Exercise instructions. Which lines of the records contain the word "manageController"? Show each of them.

(Collected data entries)
##########
PR #2294, opened 2018-10-15
Reduce bottom inset when manage button hidden

### LINKED ISSUE #2229: Extra space at bottom of pull request status view
Screenshot:

MichaelLutaaya:
## What This Does

This fixes #2229. Before this fix, the bottom inset for the collection view was the same whether or not the manage button was visible. After this fix, the bottom inset is smaller when the manage button is hidden.

**Before**
before

**After**
after

## How to Test

1. Visit an issue where the manage button is hidden.
    1. Once loaded, confirm that the inset and all other views appear correctly.
    2. Rotate the device. Confirm that the inset and all other views appear correctly.
    3. Pull to refresh. Confirm that the inset and that all other views appear correctly.
2. Repeat the above for an issue where the manage button is visible.

### DIFF
--- a/Classes/Issues/IssuesViewController.swift
+++ b/Classes/Issues/IssuesViewController.swift
@@ -44,13 +44,16 @@ final class IssuesViewController:
     private var bookmarkNavController: BookmarkNavigationController? = nil
     private var autocompleteController: AutocompleteController!
     private let manageController: IssueManagingContextController
-    private let threadInset = UIEdgeInsets(
-        top: Styles.Sizes.rowSpacing / 2,
-        left: Styles.Sizes.gutter,
-        bottom: 2 * Styles.Sizes.rowSpacing + Styles.Sizes.tableCellHeight,
-        right: Styles.Sizes.gutter
-    )
-
+    private var threadInset: UIEdgeInsets {
+        let insetForManageButton = manageController.manageButton.isHidden ? 0 : Styles.Sizes.tableCellHeight
+        return UIEdgeInsets(
+            top: Styles.Sizes.rowSpacing / 2,
+            left: Styles.Sizes.gutter,
+            bottom: 2 * Styles.Sizes.rowSpacing + insetForManageButton,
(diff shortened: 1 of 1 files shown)


Classes/Issues/IssuesViewController.swift
```diff
@@ -238,6 +241,9 @@ final class IssuesViewController:
                 y: messageView.frame.minY - manageButtonSize.height - Styles.Sizes.gutter),
             size: manageButtonSize
         )
+
+        // Recalculate the bottom content inset since the manageButton‘s visibility may have changed.
+        feed.collectionView.contentInset.bottom = threadInset.bottom
```
rnystrom: I've been a little burned by mucking w/ insets when layout happens. Also the inset method requires that `isHidden` be set _before_ creating a new inset, which is done in `IssueManagingContextController`, so now we've created a hidden dependency. Really easy to break!

Maybe it should just be dependent on the `manageButton`'s height instead?

MichaelLutaaya: Thanks for the feedback, @rnystrom. I agree with you about the hidden dependency and would like to find a way of avoiding it. 🙂

I'm not sure I understand your suggestion of making this depend on the button's height though. Right now, the height doesn't change when the button is hidden so relying on that to calculate the content inset wouldn't work (see line above where the size is set manually).

rnystrom: Err ya you're right. Ignore me! Ha.

j-f1: How about putting a transparent view with the appropriate height at the bottom of the scroll view?

rnystrom: @j-f1 and have it's height be determined by if the button is displayed?

j-f1: Yep!

Huddie:
@MichaelLutaaya What's the status on this?

rnystrom:
Closing as its stale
##########
Task response.
     private let manageController: IssueManagingContextController
+        let insetForManageButton = manageController.manageButton.isHidden ? 0 : Styles.Sizes.tableCellHeight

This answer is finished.